Household income includes the combined disposable income of you, your spouse or domestic partner, and any co-tenants. A co-tenant is a person who lives in your home and has an ownership interest in your home.
|Disposable Income and Deductions|
Disposable income includes all household income from all sources, regardless of whether the income is taxable or not taxable for federal income tax purposes. Some of the most common sources of disposable income include:
- Social Security and Railroad Retirement benefits
- Military pay and benefits other than attendant-care and medical-aid payments
- Veterans benefits other than attendant-care payments, medical-aid payments, veteran’s disability compensation and dependency and indemnity compensation
- Pension receipts, distributions from retirement bonds and Keogh plans and the taxable portion of Individual Retirement Accounts (IRA’s)
- Business, Rental and Farm Income (Depreciation cannot be deducted and you may not deduct business or rental losses or use those losses to offset other income)
- Annuity receipts. For purposes of this program, "annuity" is defined as a series of long-term payments, where long-term means a period of more than one full year from the annuity starting date.
- Labor and Industry (L & I) and other disability payments
- Interest and dividends
- Capital gains, other than the gain from the sale of your residence that was reinvested in another residence within one year.
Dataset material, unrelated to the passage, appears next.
PR #1938, opened 2023-01-28
feat: add network in use check to `compose down`

### LINKED ISSUE #1425: `nerdctl compose down` with orphan container should keep the same behavior with docker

Capital losses may not be deducted from income or used to offset capital gains.
Deductible expenses are expenses paid by you or your spouse/domestic partner (not reimbursed or covered by insurance) for:
- Prescription drugs
- Treatment or care of either person in the home or in a nursing home, boarding home, or adult family home
- Heath care insurance premiums for Medicare
- Parts A, B, C, and D and Medicare supplemental (Medigap) policies
- Durable medical and mobility enhancing equipment and prosthetic devices
- Medically prescribed oxygen
- Long-term care insurance
- Cost-sharing amounts (amounts applied toward your health plan’s out of pocket maximum)
- Medicines of mineral, animal, and botanical origin prescribed, administered, dispensed, or used in the treatment of an individual by a Washington licensed naturopath
- Ostomic items
- Insulin for human use
- Kidney dialysis devices
- Disposable devices used to deliver drugs for human use
For additional information, review the instructions for the Combined Disposable Income Worksheet, Page 3, Lines 14 - 28.
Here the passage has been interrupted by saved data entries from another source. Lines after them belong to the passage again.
PR #1943, opened 2023-01-28
compose: show detailed errors again

### LINKED ISSUE #1942: [Regression in v0.23.0] Compose does not print detailed error
```yaml
services:
  foo:
    image: hello-world
    runtime: invalid
```

v0.22.2
```
$ nerdctl compose up
INFO[0000] Ensuring image hello-world                   
INFO[0000] Re-creating container tmp_foo_1              
FATA[0000] failed to create shim task: OCI runtime create failed: unable to retrieve OCI runtime error (open /run/containerd/io.containerd.runtime.v2.task/default/88a3ee42b9cc54ee3a275b4a21eec2e610d8fd0470353bf3f89aa987acdf50c6/log.json: no such file or directory): exec: "invalid": executable file not found in $PATH: unknown 
FATA[0000] error while creating container tmp_foo_1: exit status 1
```

v0.23.0
```yaml
$ nerdctl compose up
INFO[0000] Ensuring image hello-world                   
INFO[0000] Re-creating container tmp_foo_1              
FATA[0000] error while creating container tmp_foo_1: exit status 1
```

Still not fixed in the main branch.

Seems a regression in 3296c1430679ffede4035744395ff4234296f27c

AkihiroSuda:
The detailed error was not printed since 3296c14 (v0.23.0).

Fix #1942

### DIFF
--- a/pkg/composer/up_service.go
+++ b/pkg/composer/up_service.go
@@ -140,8 +140,10 @@ func (c *Composer) upServiceContainer(ctx context.Context, service *serviceparse
 	defer os.RemoveAll(tempDir)
 	cidFilename := filepath.Join(tempDir, "cid")
 
-	if container.Detached && !service.Unparsed.StdinOpen && !service.Unparsed.Tty {
+	var runFlagD bool
+	if !service.Unparsed.StdinOpen && !service.Unparsed.Tty {
 		container.RunArgs = append([]string{"-d"}, container.RunArgs...)
+		runFlagD = true
 	}
 
 	//add metadata labels to container https://github.com/compose-spec/compose-spec/blob/master/spec.md#labels
@@ -164,11 +166,11 @@ func (c *Composer) upServiceContainer(ctx context.Context, service *serviceparse
 	if service.Unparsed.StdinOpen {
 		cmd.Stdin = os.Stdin
 	}
-
-	if !container.Detached {
+	if !runFlagD {
 		cmd.Stdout = os.Stdout
-		cmd.Stderr = os.Stderr
 	}
+	// Always propagate stderr to print detailed error messages (https://github.com/containerd/nerdctl/issues/1942)
+	cmd.Stderr = os.Stderr
 
 	err = cmd.Run()
 	if err != nil {
--- a/cmd/nerdctl/compose_up_test.go
+++ b/cmd/nerdctl/compose_up_test.go
@@ -1,0 +1,52 @@
+/*
+   Copyright The containerd Authors.
+
+   Licensed under the Apache License, Version 2.0 (the "License");
+   you may not use this file except in compliance with the License.
+   You may obtain a copy of the License at
+
+       http://www.apache.org/licenses/LICENSE-2.0
+
+   Unless required by applicable law or agreed to in writing, software
+   distributed under the License is distributed on an "AS IS" BASIS,
+   WITHOUT WARRANTIES OR CONDITIONS OF ANY KIND, either express or implied.
+   See the License for the specific language governing permissions and
+   limitations under the License.
+*/
+
+package main
+
+import (
+	"fmt"
+	"runtime"
+	"testing"
+
+	"github.com/containerd/nerdctl/pkg/testutil"
+	"gotest.tools/v3/icmd"
+)
+
+// https://github.com/containerd/nerdctl/issues/1942
+func TestComposeUpDetailedError(t *testing.T) {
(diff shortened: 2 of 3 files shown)


pkg/composer/up_service.go
```diff
@@ -165,10 +165,15 @@ func (c *Composer) upServiceContainer(ctx context.Context, service *serviceparse
...
 	}
 
+	// Containers are always detached, even for `nerdctl compose up --detach=false`.
+	// (In that case, containers are detached and then the log viewer is "attached")
+	//
+	// See pkg/composer/serviceparser/serviceparser.go
 	if !container.Detached {
-		cmd.Stdout = os.Stdout
-		cmd.Stderr = os.Stderr
+		panic("container.Detached can't be false for compose mode")
```
djdongjin, line 173: Should it return an error or panic directly?

AkihiroSuda: Intentionally panicking, because unlike other errors this error must not happen with any user operation.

|Initial Application Process|
The San Juan County Assessor’s Office administers this program and is responsible for determining if you meet the qualifications. If you have any questions, please contact the Assessor’s Office by calling 360-370-7530 or email the Assessor.
Applications may be obtained by contacting the Assessor’s Office or downloading the form from this webpage.
- Application for 2022 Tax Year - Using 2021 Income64 0002 and Combined Disposable Income Worksheet (The Combined Disposable Income Worksheet must be submitted with the application.)
|Change in Status|
A Change in Status Report must be filed with the Assessor’s Office if changes in your income or living circumstances affect the exemption. Change of Status Reports are available from the San Juan County Assessor’s Officer or on this webpage.
|Where do I file the initial application, change in status or renewal application?|
350 Court Street
Friday Harbor, WA
|San Juan County Assessor|
PO Box 1519
Friday Harbor, WA 98250
|Refunds for Prior Years|
If you paid prior years’ taxes because of a mistake, oversight, or a lack of knowledge about this program, you may be eligible for a refund. You must meet all of the qualifications for the exemption as if you had applied at the time the application was due.
Separate applications must be submitted for each of the tax years. In order to receive a refund, applications must be filed within three years of the date the taxes were due. Refunds will not be made beyond the three years.